Movie Details
Recommendation

The Dirty Dozen (1967)

 
 
 

So Dirty there's Even a Maggott

Very pretty, General. Very pretty. But, can they fight? - Pinkley

Lee Marvin as Major Reisman in The Dirty Dozen (1967)

Growing up there were those movies which would be shown again and again on TV such as "The Great Escape" and "The Magnificent Seven". One of those movies was the first "The Dirty Dozen" which I watched so often that at one time I knew it inside out and like many young boys would re-enact certain scenes whilst playing in the back garden. The thing about "The Dirty Dozen" is that whilst not a great war movie it was and still is a great action movie which mixes strong characters, powerful actors, action, humour and that element of gung-ho heroics which appealed to the younger me and to be honest the adult me.

Major John Reisman (Lee Marvin - The Professionals) is facing disciplinary action due to his rebellious anti-authority attitude. But he is given a way to escape punishment if he accepts a strange and dangerous mission. His job is to pick a dozen men thrown into military prison for a suicide mission to blow up a chateau full of important German Officers. The trouble is that whilst the men have no hope if they stay in prison they are not so keen about being used in a suicide mission especially when Reisman starts training them in his own, brutal way.
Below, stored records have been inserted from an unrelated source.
PR #109, opened 2016-03-26
StratOps/NATO Symbols in the Minimap

SJuliez:
OK, as requested the alternate minimap symbols according to part of StratOps pp 340/341 (more or less NATO standard). Theres a checkbox in the Client settings to switch between these and the normal ones. Completely optional.
Opinions?
minim_strat_1
minim_strat_2
minim_strat_3

### DIFF
--- a/megamek/i18n/megamek/client/messages.properties
+++ b/megamek/i18n/megamek/client/messages.properties
@@ -635,6 +635,7 @@ CommonSettingsDialog.AOHexSHadows=Show ambient-occlusion-like hex shadows at the
 CommonSettingsDialog.useShadowMap=Show terrain and building shadows
 CommonSettingsDialog.levelHighlight=Level highlighting (thick borders at level changes)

Richard Jaeckel, Clint Walker, Donald Sutherland and Jim Brown in The Dirty Dozen (1967)

To be honest, there is no great depth to "The Dirty Dozen" and basically revolves around the training of a dozen men to go and blow up a Nazi chateau and in doing so, more than likely sentence themselves to death as they have little chance of returning alive. Doesn't really sound much of a storyline for what is such a popular movie, but instead of giving you a movie which requires much brain power, it bombards you with action, subtle humour and cliché ridden dialogue which although now is slightly cheesy, is still also great. Along with the lack of an in-depth storyline they dispatch with any real character depth, yes we learn that all the chosen soldiers are facing a long time in prison or in some cases the death penalty, but that is as far as it goes.

So with such a thin script and no real character depth you may be surprised to know that I love "The Dirty Dozen". Where as the likes of "The Great Escape" entertains you with a more detailed storyline, "The Dirty Dozen" does not try to pretend to be anything other than a good old fashioned action movie where men were men and boys were, well boys. Yes, some of the scenes of violence towards the Germans could be seen as mindless violence and probably be very questionable in a modern movie, but remember "The Dirty Dozen" was made back in 1967 when tensions were still running high.

As already mentioned, there is very little character depth given to any of the main characters, but the actors still remain very memorable. First up you have Lee Marvin as the unfortunate man in charge, Major John Reisman, basically a soldier who has fallen foul of his superiors due to his attitude. Then you have the likes of John Cassavetes as Franko, a soldier who would love to stick a knife in the Major's back, Donald Sutherland as Vernon Pinckley who finds everything a joke and the psychotic Maggott played by Telly Savalas. These are only a few of the stars who make an appearance and with the likes of Charles Bronson, Jim Brown, Trini Lopez, Clint Walker and Ernest Borgnine also appearing, you definitely have the pick of Hollywood legends. Some viewers will find the lack of character depth off putting, but it definitely would have been out of place in "The Dirty Dozen", as it would have turned it into more of a serious drama, rather than the fun action movie that it is.

What this all boils down to is that even though "The Dirty Dozen" does not have much of a plot, and very little character depth it does have great action and subtle comedy to make it work. It is what I would call a good old fashioned action movie where men were real men and there was no pussy footing about trying to be politically correct.